Start of Information given
PR #4202, opened 2024-02-10
Refactor how ASLR and implement rz_sys_execv using RzSubprocess

### LINKED ISSUE #4147: ASLR handling on windows is not supported in rz_sys_aslr
### Work environment

| OS/arch/bits (mandatory)                             | windows 10
| File format of the file you reverse (mandatory)      | PE,
| Architecture/bits of the file (mandatory)            | x64
| `rizin -v` full output, **not truncated** (mandatory)  |rizin 0.7.0 @ windows-x86-64 commit: b2112ddcdf6be4fc292a699d0f77ed3add50d682

### Expected behavior

When I rerun the program, I would like to have the same base address for any function.

### Actual behavior

The base address of roblox change sometimes.

I did:

```
.\OUT\bin\rizin.exe -R "aslr=no" -e "pdb.autoload=true" -e scr.color=2 -c "dc" -e "search.in=analysis.fcn" -d C:\Users\yoshi\AppData\Local\Roblox\Versions\version-88cfc23f4e7d4e4b\RobloxPlayerBeta.exe
```

wargio:

**Detailed description**

Refactors the code and moves the code into the same function.

Adds support to windows via `SetProcessMitigationPolicy` but works only when [ASLR is disable and we want to enable it](https://learn.microsoft.com/en-us/windows/win32/api/processthreadsapi/nf-processthreadsapi-setprocessmitigationpolicy#remarks).

Also now on linux we try to disable ASLR programmatically using the `personality` function instead of OS wide which works also when the user is not root.

These changes also implements non-native `rz_sys_execv` by using `RzSubprocess`.

**Test plan**

Unfortunately this cannot be tested easily in the regression suite.

- Build the following C code by `gcc example.c`
```c
#include <stdio.h>

const char *test = "test";

int main() {
  printf("%p\n", (void*)test);
  return 0;
}
```

- Then create the following rz-run file `noaslr.rz`:

```bash
aslr=no
program=a.out
```

Then run `rz-run noaslr.rz` multiple times.

If the value output is the same then ASLR is correctly disabled.

**Closing issues**

Fix #4147

### DIFF
--- a/librz/util/sys.c
+++ b/librz/util/sys.c
@@ -1710,7 +1710,7 @@ RZ_API int rz_sys_execv(RZ_NONNULL const char *pathname, RZ_NONNULL char *const 
  * \return Returns -1 on failure otherwise the exit(n) value returned by the executed program.
  */
 RZ_API int rz_sys_execv(RZ_NONNULL const char *pathname, RZ_NONNULL char *const argv[]) {
-	rz_return_val_if_fail(!pathname || !argv || RZ_STR_ISEMPTY(argv[0]), -1);
+	rz_return_val_if_fail(RZ_STR_ISNOTEMPTY(pathname) && argv && RZ_STR_ISNOTEMPTY(argv[0]), -1);
 
 	if (!rz_subprocess_init()) {
 		RZ_LOG_ERROR("Cannot initialize subprocess in execv.\n");
--- a/librz/util/sys.c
End of Information given
* Problem details: Using the data above, extract exactly the lines from the one that holds "File format of" to the one that holds "Refactors the code", both ends included, and no others.

* Solution for this exercise:
| File format of the file you reverse (mandatory)      | PE,
| Architecture/bits of the file (mandatory)            | x64
| `rizin -v` full output, **not truncated** (mandatory)  |rizin 0.7.0 @ windows-x86-64 commit: b2112ddcdf6be4fc292a699d0f77ed3add50d682

### Expected behavior

When I rerun the program, I would like to have the same base address for any function.

### Actual behavior

The base address of roblox change sometimes.

I did:

```
.\OUT\bin\rizin.exe -R "aslr=no" -e "pdb.autoload=true" -e scr.color=2 -c "dc" -e "search.in=analysis.fcn" -d C:\Users\yoshi\AppData\Local\Roblox\Versions\version-88cfc23f4e7d4e4b\RobloxPlayerBeta.exe
```

wargio:

**Detailed description**

Refactors the code and moves the code into the same function.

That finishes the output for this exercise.